Answer
The value of \[{{x}^{2}}-\left( xy-y \right)\]is\[-5\].
Work Step by Step
The equation\[\frac{3x}{2}+\frac{3x}{4}=\frac{x}{4}-4\].
Subtract \[\frac{x}{4}\] from both sides,
\[\begin{align}
& \frac{3x}{2}+\frac{3x}{4}-\frac{x}{4}=\frac{x}{4}-4-\frac{x}{4} \\
& \frac{6x}{4}+\frac{3x}{4}-\frac{x}{4}=-4 \\
& \frac{6x+3x-x}{4}=-4 \\
& \frac{8x}{4}=-4 \\
\end{align}\]
Apply cross-products principle,
\[\begin{align}
& 8x=-4\times 4 \\
& 8x=-16 \\
& x=-2 \\
\end{align}\]
So, \[x=-2\]
Next equation is \[5-y=7\left( y+4 \right)+1\].

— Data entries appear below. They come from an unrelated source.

PR #3703, opened 2020-03-06
Fix toolbar on mobile

### LINKED ISSUE #3697: Default skin needs polish
I love the new default skin but it needs polish, especially around when the browser width is < 400px as you lose formatting buttons etc.  Afaik this was all handled before so should be handled with any new versions with a copy/paste :)

pkrasicki:
Fixes #3697

etherpad mobile toolbar fix

### DIFF
--- a/src/static/css/pad.css
+++ b/src/static/css/pad.css
@@ -66,7 +66,7 @@ a img {
   padding-left: 1px;
   z-index: 2;
   overflow: hidden;
-  float: left
+  float: left;
 }
 .toolbar ul li {
   float: left;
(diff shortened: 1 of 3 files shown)


muxator:
There are some remaining issues with the default skin (Colibris).
This is what I see when I resize my *Firefox 74* window while running Etherpad bb868beb9cf6 with this modification on top:

1. when the window is large everything is ok:


2. narrowing the window, some icons disappear (this is the original intended behaviour by @seballot, that this patch wanted to change, and we are probably going to change in a different way to solve #3697):


3. after narrowing some more pixels, I @pkrasicki's patch kicks in, but it's too late :), and I guess some alignments are off:


@pkrasicki, from your screenshot, I think you tested on the old skin. Is it so? If so, it would be good to find a way that is compatible with both old & new skin. Let's discuss on #3697.

pkrasicki:
I tested with the default settings and current develop branch. I didn't know there was any other skin included by default. Can you tell me more? Where are the files located for that other skin?

pkrasicki:
Or I can abandon this if https://github.com/ether/etherpad-lite/pull/3709 is going to be merged.

pkrasicki:
@muxator I can't reproduce your issue with default settings, but there is some strange behaviour in responsive design mode that I would have to look into.

muxator:
> I didn't know there was any other skin included by default. Can you tell me more? Where are the files located for that other skin?

Hi @pkrasicki, support for multiple skins was introduced in Etherpad **1.7.5**, along with an experimental skin (_Colibris_, contributed by the community). As starting point, have a look at the [changelog for 1.7.5](https://github.com/ether/etherpad-lite/blob/1.8.0/CHANGELOG.md#175).

A skin can be selected with the `skinName` configuration parameter in `settings.json`. For a description have a look at the [relevant lines in `settings.json.template`](https://github.com/ether/etherpad-lite/blob/1.8.0/settings.json.template#L72-L83).

**Colibris** became the default for new installations in **1.8.0** (i.e., it was put in `settings.json.template`, from wich settings.json is copied when a new instance starts for the first time).

If your install is not recent, chances are that your `settings.json` does not contain the `skinName` parameter, and thus your setup continues to run with the original appearance.

pkrasicki:
Fixed. It works with both themes now.

etherpad-toolbar-mobile-no-skin

etherpad-toolbar-mobile-colibris

muxator:
We are probably going to merge #3709 instead, due to considerations regarding what happens with more than two rows of toolbars.

Thanks @pkrasicki for this proposal!

PR #3708, opened 2020-03-12
Fixes #3707

### LINKED ISSUE #3707: Adding plugin items to toolbar then removing the plugin causes server to crash w/ no explanation
For example see https://github.com/JohnMcLear/ep_align/issues/13
Add these to settings.json
Restart Server
Works
Remove ep_align plugin
Restart Server
Dead server.

JohnMcLear:
https://github.com/ether/etherpad-lite/issues/3707

Also reports the error to the server admin / plugin dev via console.warn.

I can't see any security considerations here but haven't done thorough testing.

### DIFF
--- a/src/node/utils/toolbar.js
+++ b/src/node/utils/toolbar.js
@@ -68,7 +68,7 @@ ButtonsGroup.prototype.addButton = function (button) {
 };
 
 ButtonsGroup.prototype.render = function () {
-  if (this.buttons.length == 1) {
+  if (this.buttons && this.buttons.length == 1) {
     this.buttons[0].grouping = "";
   }
   else {
@@ -80,7 +80,7 @@ ButtonsGroup.prototype.render = function () {
   }
 
   return _.map(this.buttons, function (btn) {
-    return btn.render();
+    if(btn) return btn.render();
   }).join("\n");
 };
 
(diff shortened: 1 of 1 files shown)


src/node/utils/toolbar.js
```diff
@@ -80,7 +80,7 @@ ButtonsGroup.prototype.render = function () {
   }
 
   return _.map(this.buttons, function (btn) {
-    return btn.render();
+    if(btn) return btn.render();
```
JohnMcLear: This is probably not needed.

src/node/utils/toolbar.js
```diff
@@ -68,7 +68,7 @@ ButtonsGroup.prototype.addButton = function (button) {
 };
 
 ButtonsGroup.prototype.render = function () {
-  if (this.buttons.length == 1) {
+  if (this.buttons && this.buttons.length == 1) {
```
JohnMcLear: Again maybe not needed but maybe worth having just for some weirdness

JohnMcLear:
Any reason we can't merge @muxator ?

muxator:
Sure we can merge it.

If possible, next time please do a PR from a personal fork, so it can eventually be reworked without interfering with the main repo. Or directly commit to master if you think there is no need for review. :)

PR #3709, opened 2020-03-12
ui: refs #3697 improve toolbar on mobile

seballot:


muxator:
@seballot, I have problems editing this PR, probably because it was not done on a dedicated branch in your repo. Next time try to propose your work in a dedicated branch and let's see if I am able to work on it.

However, I have **accepted these changes** verbatim in the main repo, **at 0d61d6bb13e2**, with the only modification of the commit message, in order to describe the previous and the current behaviour, and the fact that we expect to implement a "+" button in the future.

This PR, thus, is being rejected for technical problems.

Thanks.

PR #3713, opened 2020-03-15
3546

### LINKED ISSUE #3546: API handler doesn't set a statusCode for incorrect function names
The REST API handler returns a 404 for an incorrect API number, and 401 for an incorrect API key, but doesn't change the status code if the specified function does not exist in the API.

JohnMcLear:
Fixes #3546


muxator:
Thanks for the PR.

Accepting a rewritten version in a0579c90dbcc2677ef690d3149c1a28e3e39a73b because per the [contribution guidelines](https://github.com/ether/etherpad-lite/blob/a0579c90dbcc2677ef690d3149c1a28e3e39a73b/CONTRIBUTING.md#pull-requests) PRs should be linear and should describe the reason for the change.

This was a trivial fix so it was easier to directly do it.

PR #3714, opened 2020-03-15
toolbar: explicitly add the "star" button for rw pads that "lost" it

### LINKED ISSUE #3702: The "star" button disappears for all pads after visiting a readonly pad
When I use a read-only link the little star-icon disappears. It does not just disappear from one pad. All the old pads and all the newly generated pads no longer have the star in the toolbar.
When I restart the etherpad-service the little star appears again.

JohnMcLear:
Fix #3702

Not a super elegant fix but does the job and should work fine.  I don't see why we re-render the toolbar and don't just restrict savedrevision call and hide the button with CSS but whatever.


JohnMcLear:
Bump @muxator

muxator:
I tried to replicate the problem yesterday, but I was not able to understand it very clearly.

Are you confident that the fix fixes a real problem? I am blind here. If you are, please let's describe it a bit better & rebase & pull in.

JohnMcLear:
1. Create a pad http://whatever.com/p/foo, note you have a star in the toolbar
2. Click the drop down to get the read only URL, copy and paste that into the browser window and visit that pad.
3. Visit that pad URI.
4. Note that the star has dissapeared.
5. Restart server, hit f5, star has come back.

It's due to the way Etherpad "creates" a toolbar for each visitor.

muxator:
Ok thanks for the description.

I have tried it. There is a thing that is not clear.

What happens now:
a. create a pad http://whatever.com/p/foo. I have a star in the toolbar
b. visit the read only URL for "foo"
c. revisit the original pad URI (not read only) http://whatever.com/p/foo. The star is there (before this PR it disappeared)
d. for the other RW pads the star is there, and that's ok (it disappeared before).

This behaviour sounds correct to me: "read only" behaves as a property of the specific view and not of the pad in itself. But from point 3 of your comment it seems - instead - that visiting the read only link of a pad should change its nature, and the star should not be there even when visiting the "normal" pad URL.

What's the correct behaviour?

JohnMcLear:
The behavior in this PR is correct.

"that visiting the read only link of a pad should change its nature, and the star should not be there even when visiting the "normal" pad URL."

No, that's not hte behavior, it should not "stick", once you return to the RW URL the star should be present.

muxator:
Thanks for the explanation.

Merged after rewording the commit message.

Use distributive property,
\[\begin{align}
& 5-y=7y+28+1 \\
& 5-y=7y+29 \\
\end{align}\]
Add \[y\]to both sides,
\[\begin{align}
& 5-y+y=7y+29+y \\
& 5=8y+29 \\
\end{align}\]
Subtract \[29\] from both sides,
\[\begin{align}
& 5-29=8y+29-29 \\
& -24=8y \\
& y=-3 \\
\end{align}\]
So, \[y=-3\]
Now put \[x=-2\] and \[y=-3\] in the expression \[{{x}^{2}}-\left( xy-y \right)\].
\[\begin{align}
& {{x}^{2}}-\left( xy-y \right)={{\left( -2 \right)}^{2}}-\left( -2\times -3-\left( -3 \right) \right) \\
& =4-\left( 6+3 \right) \\
& =4-9 \\
& =-5
\end{align}\]
Therefore, value of \[{{x}^{2}}-\left( xy-y \right)\]is\[-5\].